PR #546, opened 2021-10-28
Mob qa 1559

gpolumbo-broad:
https://broadworkbench.atlassian.net/browse/QA-1559

It looks like there are two automation tests that both use the `Temps` UserPool.  

https://github.com/broadinstitute/firecloud-orchestration/blob/3cb3cb15090e37e72d546a4cdb5d592c4d065a2a/automation/src/test/scala/org/broadinstitute/dsde/test/api/orch/RegistrationApiSpec.scala#L34

and

https://github.com/broadinstitute/workbench-libs/blob/2906dd05df65e7003fbf1ef7d0aa4aad94c24fd5/serviceTest/src/test/scala/org/broadinstitute/dsde/workbench/config/UserPool.scala#L61

Notice that the Orch test always explicitly uses Luna.  The Sam test always grabs the `head` of the Temps list, which is also always Luna.  

This means that if these two tests happen to get run at the same time, they both do checks to see if the User already exists or not and will try to remove the User at the start of the test if they already exist and then each test will try to create (and perhaps delete) that User as part of test.  If these tests are running at the same time, they could each be trying to create/remove Luna at the same time and thus cannot actually guarantee that the states they are trying to create.

This fixes the Sam test at least, so that if it fails, it will retry a few times.  I think this is OK to do in this case because if something changed in the logic of create or delete to break the idempotency of the api, the test should fail and keep failing.  If it passes just once, then we know it is good.  

There should be a corresponding change for QA-1016 as well.

This PR should be revisited after #549 merges.

---

**PR checklist**

### DIFF
--- a/automation/src/test/scala/org/broadinstitute/dsde/test/api/SamApiSpec.scala
+++ b/automation/src/test/scala/org/broadinstitute/dsde/test/api/SamApiSpec.scala
@@ -104,15 +104,11 @@ class SamApiSpec extends AnyFreeSpec with BillingFixtures with Matchers with Sca
       tempUserInfo.userEmail shouldBe tempUser.email
 
       // Remove user
-
-      userStatus.userInfo.userEmail shouldBe tempUser.email
-
-      removeUser(userStatus.userInfo.userSubjectId)
+      removeUser(tempUserInfo.userSubjectId)
       Sam.user.status()(tempAuthToken) shouldBe None
 
       // OK to re-remove
-
-      removeUser(userStatus.userInfo.userSubjectId)
+      removeUser(tempUserInfo.userSubjectId)
       Sam.user.status()(tempAuthToken) shouldBe None
     }
   }
--- a/automation/src/test/scala/org/broadinstitute/dsde/test/api/SamApiSpec.scala
+++ b/automation/src/test/scala/org/broadinstitute/dsde/test/api/SamApiSpec.scala
@@ -1,4 +1,4 @@
-package org.broadinstitute.dsde.workbench.test.api
+package org.broadinstitute.dsde.test.api
 
 
 import java.util.UUID
@@ -55,7 +55,7 @@ class SamApiSpec extends AnyFreeSpec with BillingFixtures with Matchers with Sca
     Thurloe.keyValuePairs.deleteAll(subjectId)
   }
 
-  "Sam test utilities" - {
+  "Sam User apis" - {
     "should be idempotent for user registration and removal" in {
 
       // use a temp user because they should not be registered.  Remove them after!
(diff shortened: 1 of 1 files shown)


automation/src/test/scala/org/broadinstitute/dsde/test/api/SamApiSpec.scala
```diff
@@ -12,24 +10,44 @@ import org.broadinstitute.dsde.workbench.fixture.BillingFixtures
...
   val gcsConfig = SamConfig.GCS
 
+  val retries = 4
+
+  // We are intentionally not using trait `FailedTestRetryable` from WorkbenchLibs here because that trait only retries
+  // failures (not cancels) and if it succeeds on a retry, it will only put the test into a Canceled state instead of a
+  // passing state, which for our purposes here, is what we want.
+  override def withFixture(test: NoArgTest): Outcome = {
+    if (isRetryable(test)) withFixture(test, retries) else super.withFixture(test)
+  }
```
ehigham, line 41: These mixed function calls are a bit confusing - hard to see who is calling whom. Perhaps this might be a simplification?

```suggestion
  override def withFixture(test: NoArgTest): Outcome = {
    val maxAttempts = if (isRetryable(test)) 4 else 1

    @tailrec
    def go(attempt: Int): Outcome =
      super.withFixture(test) match {
        case failure@Exceptional(_) => if (attempt < maxAttempts) go(attempt + 1) else failure
        case other => other
      }

    go(attempt = 0)
  }
```

automation/src/test/scala/org/broadinstitute/dsde/test/api/SamApiSpec.scala
```diff
@@ -12,24 +10,44 @@ import org.broadinstitute.dsde.workbench.fixture.BillingFixtures
...
   implicit override val patienceConfig: PatienceConfig = PatienceConfig(timeout = scaled(Span(5, Seconds)))
   implicit lazy val system = ActorSystem()
 
   val gcsConfig = SamConfig.GCS
 
+  val retries = 4
+
+  // We are intentionally not using trait `FailedTestRetryable` from WorkbenchLibs here because that trait only retries
+  // failures (not cancels) and if it succeeds on a retry, it will only put the test into a Canceled state instead of a
+  // passing state, which for our purposes here, is what we want.
```
ehigham, line 38: Or is it not what we want?

automation/src/test/scala/org/broadinstitute/dsde/test/api/SamApiSpec.scala
```diff
@@ -12,24 +10,44 @@ import org.broadinstitute.dsde.workbench.fixture.BillingFixtures
...
+class SamApiSpec extends AnyFreeSpec with BillingFixtures with Matchers with ScalaFutures with CleanUp with Eventually with TestKitBase with Retries {
   implicit override val patienceConfig: PatienceConfig = PatienceConfig(timeout = scaled(Span(5, Seconds)))
   implicit lazy val system = ActorSystem()
 
   val gcsConfig = SamConfig.GCS
 
+  val retries = 4
+
+  // We are intentionally not using trait `FailedTestRetryable` from WorkbenchLibs here because that trait only retries
+  // failures (not cancels) and if it succeeds on a retry, it will only put the test into a Canceled state instead of a
```
ehigham, line 37: Why do we want to retry cancelations?

gpolumbo-broad:
I'm closing this PR.  We don't really use retries in the tests anywhere and there's legitimate reason, which is that by just retrying things, we may be obfuscating real problems in the code.  It still might be useful when used appropriately, but I think that is even up for debate.  

This PR came out during a major QA test stability blockage during late October and early November 2021.  The tests have since been fixed up, so this PR isn't technically necessary anymore.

◇ ◇ ◇ ◇ ◇

## Work item
Go through the material above, find each line with the string "NoArgTest", and copy it.

## Solution below
+  override def withFixture(test: NoArgTest): Outcome = {
  override def withFixture(test: NoArgTest): Outcome = {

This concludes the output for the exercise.